The next few weeks were filled with uncertainty and a lot of trial and error. Madi was in the intensive care unit for 5 days, and then remained in the hospital for another 7 days.
She is now home and is on a special formula that is low in fats, since the fats that she was eating before is what was being dumped into her lungs. She came home this last Monday, and so far has been doing really well. We are still concerned, and will be for a long time to come. She will continue to have regular x-rays for the next several months to make sure that her lungs don't start to fill up again.

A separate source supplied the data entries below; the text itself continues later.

PR #175, opened 2024-09-13
smart gate feature implementation

0xxlegolas:
- Checking the maxDistance before linking 2 gates

### DIFF
--- a/mud-contracts/world/src/codegen/world/ISmartGate.sol
+++ b/mud-contracts/world/src/codegen/world/ISmartGate.sol
@@ -16,7 +16,7 @@ interface ISmartGate {
   error SmartGate_NotConfigured(uint256 smartGateId);
   error SmartGate_GateAlreadyLinked(uint256 sourceGateId, uint256 destinationGateId);
   error SmartGate_GateNotLinked(uint256 sourceGateId, uint256 destinationGateId);
-  error SmartGate_GateNotWithtinRange(uint256 sourceGateId, uint256 destinationGateId);
+  error SmartGate_NotWithtinRange(uint256 sourceGateId, uint256 destinationGateId);
 
   function eveworld__createAndAnchorSmartGate(
     uint256 smartGateId,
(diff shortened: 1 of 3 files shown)


mud-contracts/world/src/modules/smart-gate/systems/SmartGate.sol
```diff
@@ -123,6 +126,10 @@ contract SmartGate is EveSystem, AccessModified {
 
     //TODO: Check if the state is online for both the gates ??
     //TODO: Link the gates only when the distance between 2 gates are less than the max distance
```
vayan:
```suggestion
```
Done now 😄

mud-contracts/world/src/codegen/world/ISmartGate.sol
```diff
@@ -42,5 +43,5 @@ interface ISmartGate {
 
   function eveworld__isGateLinked(uint256 sourceGateId, uint256 destinationGateId) external view returns (bool);
 
-  function eveworld__calculatDistance(uint256 sourceGateId, uint256 destinationGateId) external view returns (uint256);
+  function eveworld__isWithinRange(uint256 sourceGateId, uint256 destinationGateId) external view returns (bool);
```
vayan, line 46:
```suggestion
  function eveworld__isGateWithinRange(uint256 sourceGateId, uint256 destinationGateId) external view returns (bool);
```

after using `eveworld__inProximity` and `eveworld__agression` I think we should be a bit more verbose

0xxlegolas: Yes good catch, Will recompile it and push. Thanks

fc-tezza (approved):
All looks good to me..

My only comment is that to be very safe in the contract logic, in the future we may wan to ensure that the maximum possible distance^2 doesn't not overflow uint256 (and we may want to enforce this on the parameter inputs on the contract level). But other than this, all looking great for the current release.

PR #179, opened 2024-09-17
Refactor Gate Table Structure

0xxlegolas:
- added condition to check source and destination is not same 
- refactored gate table to make a single key instead of 2 key for query
- added 2 way connection for source and destination


mud-contracts/world/src/modules/smart-gate/systems/SmartGate.sol
```diff
@@ -124,12 +125,18 @@ contract SmartGate is EveSystem, AccessModified {
...
+    }
+
     //TODO: Check if the state is online for both the gates ??
     if (isWithinRange(sourceGateId, destinationGateId) == false) {
       revert SmartGate_NotWithtinRange(sourceGateId, destinationGateId);
     }
 
+    //Create a 2 way link between the gates
     SmartGateLinkTable.set(_namespace().smartGateLinkTableId(), sourceGateId, destinationGateId, true);
+    SmartGateLinkTable.set(_namespace().smartGateLinkTableId(), destinationGateId, sourceGateId, true);
```
vayan, line 139: 🧡 thanks

vayan (approved):

ccp-raudur (approved):

PR #182, opened 2024-09-18
v0.0.14/naming convention

0xxlegolas:
- renaming `smartStorageUnitId` to  `smartObjectId` for inventory for consistency


tinkrtailor (approved):

ccp-error:
Are we changing the name back?

Why not change it in other places to the new name instead?

0xxlegolas:
@gunnigylfa  proper naming conventions across all the systems are implemented in v2. However in this version if we change the name its a huge change from the game play. So to minimize the change from game we are renaming it now

ccp-error:
Would have appreciated a reply to my comment before this being merged.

Gabi is doing well, and is really cute with her sister. She comes up and talks to her, telling her all about whatever it is she's talking about. She gives her kisses, and hold her pacifier for her. They love eachtother. Madi loves watching Gabi, and I can just see her trying to be like her as she gets older. We love our girls!
There is hope for full recovery, and no lasting effects from the chylothorax.
Even though this has been really hard, we have learned a lot, and drawn closer together as a family. We have witnessed miracles, and felt the loving arms of our Heavenly Father wrap around us as we struggle to be strong for our children. I know I personally have gained a greater understanding and appreciation for the Atonement. I am so grateful that we have the knowledge of the gospel, I feel like I would be truly at a loss without it.
There are many other things that I could go into detail about, but I feel a little emotionally taxed right now. If you have any questions at all, please feel free to leave a comment, and I will respond as best I can.
Thank you all for your love, support, and prayers. It has made a bigger difference than you will ever know.